- The Washington Times - Tuesday, February 13, 2018

Federal employees can check their social media accounts on their own phones during work breaks, but cannot “like,” “share,” “follow” or otherwise show support for political candidates or parties, according to new guidance released Tuesday.

At home, employees are generally free to use their social media accounts as they like. But they would run afoul of the Hatch Act, which prevents employees from politicking on government time, if they promote politicians while on work time.

Using Twitter accounts to raise money is illegal no matter when it happens, said the Office of Special Counsel, which governs Hatch Act violations.

“With social media so accessible, employees want to know what political activity they can and can’t engage in on Facebook, Twitter, and other sites and stay clearly within the law,” said Henry J. Kerner, special counsel.

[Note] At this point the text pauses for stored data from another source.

PR #489, opened 2025-02-24
[EXPERIMENT] Make sure ApexCharts explicitly imports + uses Inter

markbotterill:
Reviewer: N/A
Estimate: 5 mins

### DIFF
--- a/admin_app/src/app/dashboard/components/overview/HeatMap.tsx
+++ b/admin_app/src/app/dashboard/components/overview/HeatMap.tsx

Those rules have been tested by the ubiquity of smart phones and access to the internet even during work, when employees may think they’re on a break and on their own time.

The agency’s guidelines tell employees they can list their official work titles on social media profiles, but they cannot fundraise or promote a politician or political party.

They also are prohibited from using an alias on social media to solicit support for a candidate, political party or advocacy group.

Using an alias to get around the rules is also forbidden, the new guidance says.

The rules come after a United States Postal Service employee received a 50 day suspension for wearing a Sen. Bernard Sanders sticker on his uniform during the 2016 campaign.

The employee had also made more than 100 posts online in support of Mr. Sanders, and “anti” both Donald Trump and Hillary Clinton.